3.4.2 Reduce Process
After a map task is completed, it notifies TaskTracker and TaskTracker to notify JobTracker.
For a job, JobTracker knows the correspondence between TaskTracer and map output.
A thread in cer CER periodically requests the location of map output to JobTracker until it obtains all map output.
Reduce tasks need all map outputs of their corresponding partition.
In reduce task, the copy process starts when each map task ends, because the completion time of different map tasks is different.
Reduce tasks have multiple copy threads, which can copy map output in parallel.
After many map outputs are copied to reduce tasks, a background thread combines them into a large sorted file.

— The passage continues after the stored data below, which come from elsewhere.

PR #627, opened 2026-06-26
Agent 365 support

heyitsaamir:
This is the TypeScript feature branch for Agent 365 and ACF support in 2.1. It brings the stacked identity, lifecycle, proactive messaging, and observability work together as one integration point.

## Included commits

- [`fa31741`](https://github.com/microsoft/teams.ts/commit/fa31741f02cd4392de91a45da1992b78daa1015e) Add agent-365 feature branch placeholder
- [`27b610d`](https://github.com/microsoft/teams.ts/commit/27b610db7260b08d45e0c8f47fefb757ded85fb0) Add AgenticIdentity API surface (#631)
- [`fba29da`](https://github.com/microsoft/teams.ts/commit/fba29da88e8d25012366525628ac03c5deafdb26) Add agentic send helpers (#632)
- [`7851e95`](https://github.com/microsoft/teams.ts/commit/7851e958aa11db9e17400e931de3cda43a428fed) Use flattened conversation reaction helpers
- [`ea22572`](https://github.com/microsoft/teams.ts/commit/ea2257286614bd761c3db82e114068a359ea5d01) Simplify API client scoping (#642)
- [`5ba95ae`](https://github.com/microsoft/teams.ts/commit/5ba95aec417cfbaefbdd72e38fad3314dc7fe4c5) Remove service URL from app send options
- [`3a63a4d`](https://github.com/microsoft/teams.ts/commit/3a63a4d36428428d99fd51665a45cfb9a8bbab2b) Add Agentic User agentLifecycle event support (#643)
- [`0379699`](https://github.com/microsoft/teams.ts/commit/037969903b1087305e0f2905fbaa4fe5155f2532) Add OpenTelemetry API middleware (#655)
- [`da2e41a`](https://github.com/microsoft/teams.ts/commit/da2e41a5ebf7c465a89813c659923e7301a759f9) Add OpenTelemetry app diagnostics (#656)
- [`ed0568b`](https://github.com/microsoft/teams.ts/commit/ed0568ba148fab951e080ac24005822c84508455) Remove unused Agent 365 example dependency
- [`2bd78cc`](https://github.com/microsoft/teams.ts/commit/2bd78cca061ba5e40945c8b76ca2bd0ede4aa8f6) Rename Agent 365 SDK surfaces to Agentic terminology (#668)
[...]

PR #630, opened 2026-06-26
Add agentic auth provider infrastructure

heyitsaamir:
Adds the auth provider abstraction layer that sits between the app and the API client:

- `AuthProvider` type — `{ token(options: { scope?, agenticIdentity? }) }`
- `AuthProviderInterceptor` — HTTP interceptor that resolves tokens via AuthProvider, reads per-request agentic identity from extensions
- `AppAuthProvider` — default implementation backed by `TokenManager`, handles bot/agentic token routing
- `Client` (ApiClient) constructor extended to accept `cloud`, `authProvider`, `agenticIdentity`
- HttpClient interceptor interface updated to receive `log` in request context
- `App.api` wired to use provider-based auth


heyitsaamir:

- #627
    - #628
        - #629
            - #630 ◀
                - #631
                    - #632

packages/api/src/clients/index.ts
```diff
@@ -26,43 +29,71 @@ export class Client {
...
   protected _http: HttpClient;
   protected _apiClientSettings: Partial<ApiClientSettings>;
+  protected _authProvider?: AuthProvider;
+  protected _cloud?: CloudEnvironment;
+  protected _defaultAgenticIdentity?: AgenticIdentity;
 
-  constructor(serviceUrl: string, options?: HttpClient | HttpClientOptions, apiClientSettings?: Partial<ApiClientSettings>, cloud?: CloudEnvironment) {
+  constructor(
+    serviceUrl: string,
+    options?: HttpClient | HttpClientOptions,
```
heyitsaamir: rename this top `httpOptions`

packages/api/src/clients/index.ts
```diff
@@ -26,43 +29,71 @@ export class Client {
...
+    apiClientSettings?: Partial<ApiClientSettings>,
+    cloud?: CloudEnvironment,
+    authProvider?: AuthProvider,
+    agenticIdentity?: AgenticIdentity
+  ) {
     this.serviceUrl = serviceUrl;
+    this._cloud = cloud;
+    this._authProvider = authProvider;
+    this._defaultAgenticIdentity = agenticIdentity;
```
heyitsaamir: I think we can put these in `ApiClientSettings`. Thoughts?

packages/apps/src/app.ts
```diff
@@ -304,6 +297,17 @@ export class App<TPlugin extends IPlugin = IPlugin> {
...
       cloud: this.cloud,
     }, this.log);
+    this.authProvider = new AppAuthProvider(this.tokenManager, this.cloud);
+
+    const serviceUrl = (this.options.serviceUrl ?? process.env.SERVICE_URL ??
+      'https://smba.trafficmanager.net/teams').replace(/\/+$/, '');
+    this.api = new ApiClient(
+      serviceUrl,
+      this.client.clone(),
+      this.options.apiClientSettings,
```
heyitsaamir: the apiclientsettings should Omit authprovider and agentic identity from being passed in.

packages/api/src/clients/index.ts
heyitsaamir: Done — renamed to `httpOptions`.

packages/api/src/clients/index.ts
heyitsaamir: Done — `cloud`, `authProvider`, and `agenticIdentity` are now fields on `ApiClientSettings`. The constructor is now `(serviceUrl, httpOptions?, apiClientSettings?)`.

packages/apps/src/app.ts
heyitsaamir: Done — the app-facing type is now `Pick<ApiClientSettings, 'oauthUrl'>`, so only `oauthUrl` is exposed. `cloud`, `authProvider`, and `agenticIdentity` are managed internally.

packages/api/src/clients/auth-provider-interceptor.ts
```diff
@@ -0,0 +1,41 @@
...
+      if (resolvedToken != null) {
+        log.warn('Auth provider returned an empty token; Authorization header was not added.');
+      }
+      return config;
+    }
+
+    config.headers ??= new AxiosHeaders();
+    config.headers.Authorization = `Bearer ${resolvedToken}`;
+    return config;
+  };
```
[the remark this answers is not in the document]
heyitsaamir: We should remove cloud as a dependency.

packages/api/src/clients/api-client-settings.ts
```diff
@@ -8,6 +11,21 @@ export type ApiClientSettings = {
...
+  /**
+   * Auth provider for resolving tokens per-request.
+   */
+  readonly authProvider?: AuthProvider;
+
+  /**
+   * Default agentic identity for this client instance.
+   */
+  readonly agenticIdentity?: AgenticIdentity;
 };
```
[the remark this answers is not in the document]
heyitsaamir: Hmm, agree. Check what approach we took in Python. I dn't want to add another options thing in this ApiClient.

packages/api/src/clients/auth-provider-interceptor.spec.ts
```diff
@@ -0,0 +1,130 @@
...
+    const client = new HttpClient({ interceptors: [new AuthProviderInterceptor(authProvider)] });
+    const requests = mockAdapter(client);
+
+    await client.get('/test', { headers: { Authorization: 'Bearer explicit-token' } });
+
+    expect(authProvider.token).not.toHaveBeenCalled();
+    expect(requests[0].headers.Authorization).toBe('Bearer explicit-token');
+  });
+
+  it('passes agentic identity extension and uses agentic scope', async () => {
```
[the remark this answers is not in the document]
heyitsaamir: agree

packages/api/src/clients/auth-provider-interceptor.ts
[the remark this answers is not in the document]
heyitsaamir: Done — removed `cloud` from `AuthProviderInterceptor`. It was declared but never used. Constructor is now just `(authProvider, defaultAgenticIdentity?)`.

packages/api/src/clients/api-client-settings.ts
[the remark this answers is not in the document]
heyitsaamir: Fixed — `mergeApiClientSettings` now passes through `cloud`, `authProvider`, and `agenticIdentity` in the returned object. Also resolves `cloud` from `apiClientSettings.cloud` if the separate param is not provided.

packages/api/src/clients/auth-provider-interceptor.spec.ts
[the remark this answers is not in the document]
heyitsaamir: Done — renamed to "forwards agentic identity to auth provider and sets token".

packages/api/src/clients/auth-provider-interceptor.ts
```diff
@@ -0,0 +1,39 @@
...
+export class AuthProviderInterceptor implements Interceptor {
+  constructor(
+    readonly authProvider: AuthProvider,
+    readonly defaultAgenticIdentity?: AgenticIdentity
+  ) { }
+
+  request: Interceptor['request'] = async ({ config, log }) => {
+    if (config.headers?.Authorization || config.headers?.authorization) {
+      return config;
+    }
```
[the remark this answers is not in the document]
heyitsaamir: The interceptor uses `config.headers?.Authorization || config.headers?.authorization` which works correctly — Axios normalizes headers via `AxiosHeaders` but property access still works for reading. Using `.get()/.set()` would be slightly more defensive but isn't needed here since we control header creation. Keeping as-is.

packages/api/src/clients/index.ts
```diff
@@ -26,43 +29,68 @@ export class Client {
...
-  constructor(serviceUrl: string, options?: HttpClient | HttpClientOptions, apiClientSettings?: Partial<ApiClientSettings>, cloud?: CloudEnvironment) {
+  constructor(
+    serviceUrl: string,
+    httpOptions?: HttpClient | HttpClientOptions,
+    apiClientSettings?: Partial<ApiClientSettings>,
+  ) {
     this.serviceUrl = serviceUrl;
+    this._cloud = apiClientSettings?.cloud;
+    this._authProvider = apiClientSettings?.authProvider;
+    this._defaultAgenticIdentity = apiClientSettings?.agenticIdentity;
```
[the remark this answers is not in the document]
heyitsaamir: This likelihood of this breaking someone is very low right now so I'm proposing this is fine.

packages/api/src/clients/auth-provider-interceptor.ts
```diff
@@ -0,0 +1,39 @@
...
+import { AgenticIdentity } from '../models';
+
+import type { AuthProvider } from './auth';
+
+export const AGENTIC_IDENTITY_EXTENSION = 'microsoft.teams.agenticIdentity';
+
+export class AuthProviderInterceptor implements Interceptor {
+  constructor(
+    readonly authProvider: AuthProvider,
+    readonly defaultAgenticIdentity?: AgenticIdentity
```
corinagum, line 15: This interceptor-level `defaultAgenticIdentity`  is TS only concept, meaning default identity applies to all requests on the cflient. Can you confirm this is intentional vs PY's client-level threading?

packages/api/src/clients/auth.ts
```diff
@@ -0,0 +1,10 @@
+import type { AgenticIdentity } from '../models';
+
+export type AuthProviderToken = string | { toString(): string };
+
+export type AuthProvider = {
+  readonly token: (options: {
+    readonly scope?: string;
```
corinagum, line 7: api nit: PY's token requires scope, whereas here it is optional. Should be consistent.

corinagum (commented):
1. Default agentic identity lives in a different layer than PY. Here the interceptor holds `defaultAgenticIdentity` and falls back to it when no per-request extension is set. In PY the interceptor has no default: `agentic_identity` is threaded into the sub-clients, and the interceptor only reads the per-request extension. Is the interceptor-level default the intended TS design, or should it match PY's client-level threading?
2. The summary says the constructor was "extended", but it's actually a positional removal.  `Client` / `ApiClient` 's 4th `cloud`?  param was removed; That's a breaking change for `new ApiClient(url, http, settings, cloud)` (loud compile error for typed consumers, which is good). Should word as a breaking change and a quick check that no sample/doc constructs `ApiClient` with cloud positionally.

packages/api/src/clients/auth-provider-interceptor.ts
heyitsaamir: https://github.com/microsoft/teams.py/pull/464/changes#diff-5cfc007331f6ea3521bbbb8b299f112ef73665fd30d3f324a517e7335606abf7R34 it's also here in py

packages/api/src/clients/auth.ts
heyitsaamir: Token does, but AuthProvider.token doesn't - https://github.com/microsoft/teams.py/pull/464/changes#diff-5cfc007331f6ea3521bbbb8b299f112ef73665fd30d3f324a517e7335606abf7R19

heyitsaamir:
> 1. Default agentic identity lives in a different layer than PY. Here the interceptor holds `defaultAgenticIdentity` and falls back to it when no per-request extension is set. In PY the interceptor has no default: `agentic_identity` is threaded into the sub-clients, and the interceptor only reads the per-request extension. Is the interceptor-level default the intended TS design, or should it match PY's client-level threading?
> 2. The summary says the constructor was "extended", but it's actually a positional removal.  `Client` / `ApiClient` 's 4th `cloud`?  param was removed; That's a breaking change for `new ApiClient(url, http, settings, cloud)` (loud compile error for typed consumers, which is good). Should word as a breaking change and a quick check that no sample/doc constructs `ApiClient` with cloud positionally.

1. In Py, the interceptor also holds a default agentic identity (that's passed in from ApiClient). Lmk if you disagree with this design :).
2. Yeah, agree that cloud was removed. I moved it to apiclientsettings instead of keeping it as the 4th object. Agree it's breaking, but APIClient should be mostly an internal class, so there's a low chance of this being created independently. I'm proposing we move it to settings instead of keeping it an option (this way it can be included in the apisettings plumbing that already exists). Lmk if you're uncomfortable with this and I can move it back.

packages/api/src/clients/api-client-settings.ts
```diff
@@ -8,6 +11,21 @@ export type ApiClientSettings = {
...
+
+  /**
+   * Cloud environment for token scopes and endpoints.
+   */
+  readonly cloud?: CloudEnvironment;
+
+  /**
+   * Auth provider for resolving tokens per-request.
+   */
+  readonly authProvider?: AuthProvider;
```
singhk97, line 23: how would this work with the existing token factory approach?

corinagum:
> > 1. Default agentic identity lives in a different layer than PY. Here the interceptor holds `defaultAgenticIdentity` and falls back to it when no per-request extension is set. In PY the interceptor has no default: `agentic_identity` is threaded into the sub-clients, and the interceptor only reads the per-request extension. Is the interceptor-level default the intended TS design, or should it match PY's client-level threading?
> > 2. The summary says the constructor was "extended", but it's actually a positional removal.  `Client` / `ApiClient` 's 4th `cloud`?  param was removed; That's a breaking change for `new ApiClient(url, http, settings, cloud)` (loud compile error for typed consumers, which is good). Should word as a breaking change and a quick check that no sample/doc constructs `ApiClient` with cloud positionally.
> 
> 1. In Py, the interceptor also holds a default agentic identity (that's passed in from ApiClient). Lmk if you disagree with this design :).
> 2. Yeah, agree that cloud was removed. I moved it to apiclientsettings instead of keeping it as the 4th object. Agree it's breaking, but APIClient should be mostly an internal class, so there's a low chance of this being created independently. I'm proposing we move it to settings instead of keeping it an option (this way it can be included in the apisettings plumbing that already exists). Lmk if you're uncomfortable with this and I can move it back.

Overall I'm fine with it, just want to be super clear in the PRs/documentation. If there are samples/docs that construct `ApiClient` it's more likely that it will be breaking for customers.

corinagum (approved):

packages/api/src/clients/api-client-settings.ts
heyitsaamir: AuthProvider provided by app uses tokenmanager -> token manager uses the token factory if provided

After All map outputs are copied to reduce tasks, the sort process is started. All map outputs are merged into large sorted files.
Finally, enter the reduce process, call the reduce function of CER, process each key output in the sorted order, and write the final result into HDFS.
3.5. Task ended
After JobTracker obtains the success Report of the last task, it changes the job status to successful.
When JobClient polls from JobTracker and finds that the job has ended successfully, it prints the message to the user and returns the message from the runJob function.